How have your activities shifted since ‘work from home’? (Proactive vs Reactive)

How have your activities shifted since ‘work from home’? (Dev vs Ops)

We wanted to get an idea of both the absolute number of incidents as well as the relative number of incidents (next page).  As a reminder, the "post" set of survey questions was asked after two and a half months of being in the work from home state.

How many incidents has your site experienced since work from home?

For the, “were there more or less incidents since at home” (next page), the data forms a normal distribution bell curve.  What stands out from this question, though, is the 7% who do not know!

Have your sites or apps experienced more or less incidents at home?

Increase in traffic and/or capacity issues was cited as the number one factor leading to increased incidents.  Third parties were cited as the second most frequent factor, which is why we discussed the need to include a strategy for handling them in the first section of this report.

We would like to call out that only respondents who said they have had more incidents since work from home were asked this question.  But we wanted to include the data for diligence.
A net +9% of respondents said managing incidents has become more effective since at home.  This is a fascinating data and we wonder if there is a correlation of better incident management to companies doing less releases (according to this Atlassian data, 66% of respondents have slowed the frequency of their software releases).  Note the 14% of respondents who chose unable to evaluate and identify opportunities to see if this is due to being at home.

Please rate the effectiveness of your incident management process(es) since 'at home'.

The last direct question we asked in our ‘at home’ survey was, “Have you, or anyone on your team, had to be on site?"  For the 14% who responded yes to this question, we then open-endedly asked, “How many times?”.  Their answers ranged from always and one person per shift (follow the sun) to just once and every couple of weeks.

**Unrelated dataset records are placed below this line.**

PR #1760, opened 2023-11-28
Chore(docs): unify and use more expressive time_column names

treysp:


tobymao (approved):

docs/concepts/models/model_kinds.md
```diff
@@ -17,12 +17,12 @@ This example implements an `INCREMENTAL_BY_TIME_RANGE` model by specifying the `
 MODEL (
   name db.events,
   kind INCREMENTAL_BY_TIME_RANGE (
-    time_column ds
+    time_column event_date
```
mewwts, line 20: To me it is still a bit unclear that `time_column` is a magic keyword and `event_date` is a column in the model

mewwts: but it's better now. I thought `ds` was a magic variable earier

treysp: Updated it with some additional explanation - does that clarify?

PR #1766, opened 2023-11-29
Feat: Add support for duckdb extensions and connector config

crericha:


sqlmesh/core/config/connection.py
```diff
@@ -101,11 +101,15 @@ class DuckDBConnectionConfig(ConnectionConfig):
...
         database: The optional database name. If not specified, the in-memory database will be used.
         catalogs: Key is the name of the catalog and value is the path.
+        extensions: A list of autoloadable extensions to load.
+        connector_config: A dictionary of connection configuration to pass into the duckdb connector.
         concurrent_tasks: The maximum number of tasks that can use this connection concurrently.
     """
 
     database: t.Optional[str] = None
     catalogs: t.Optional[t.Dict[str, str]] = None
+    extensions: t.Optional[t.List[str]] = None
```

Have you had to be on site since ‘at home?

What aspects of incident management has become more challenging since ‘at home’?

As we work to close this year’s report, we offer one last datapoint while companies re-evaluate how they will continue business.  We asked, “How often are you conducting disaster recovery scenarios since at home?"  As you consider how your various recovery times may be affected in the event of a disruption, consider the previous path to preventive motto as you work to design and implement observable systems.

Observability is all about being able to answer, “Why is our customer’s experience the way it is?”  Is it because of a third party, application code, transit network, or other delivery chain component like DNS or CDN?  Then use those answers to iterate on improving either existing or new products or services.

When ‘building in’ reliability, consider the split between development versus operational work as you develop your SRE charter.  The goal here is to include reliability as early as possible as it is much easier to improve reliability of an already reliable system.

Last, consider the distributed nature of your workforce and acknowledge sets of challenges which may have been previously-ignored or non-existent.  Things like toil, lack of support, work/life balance, and feelings of isolation may cause certain playbooks or processes to be re-evaluated from the ground up.

How often are you conducting disaster recovery scenarios since 'at home'?

Methodology

In January 2020, Catchpoint conducted an SRE survey promoted via email lists and social media. The survey questioned technical professionals from across a variety of industries about their role as a site reliability engineer.  Through the report, this set of questions is referred to as the "pre" set of questions.

In June 2020, Catchpoint conducted an addendum survey to include consideration for worldly events regarding the COVID 19 stay-at-home mandate.  This set of questions was designed to ask various "what has changed" questions and is referred to as the "post" or "at home" set of questions.

At the time of this report writing, there were a total of 594 survey respondents.  Additional responses trickled in the time between formatting the report and authoring the appendix, but they only affected the statistics in this report by less than 1%.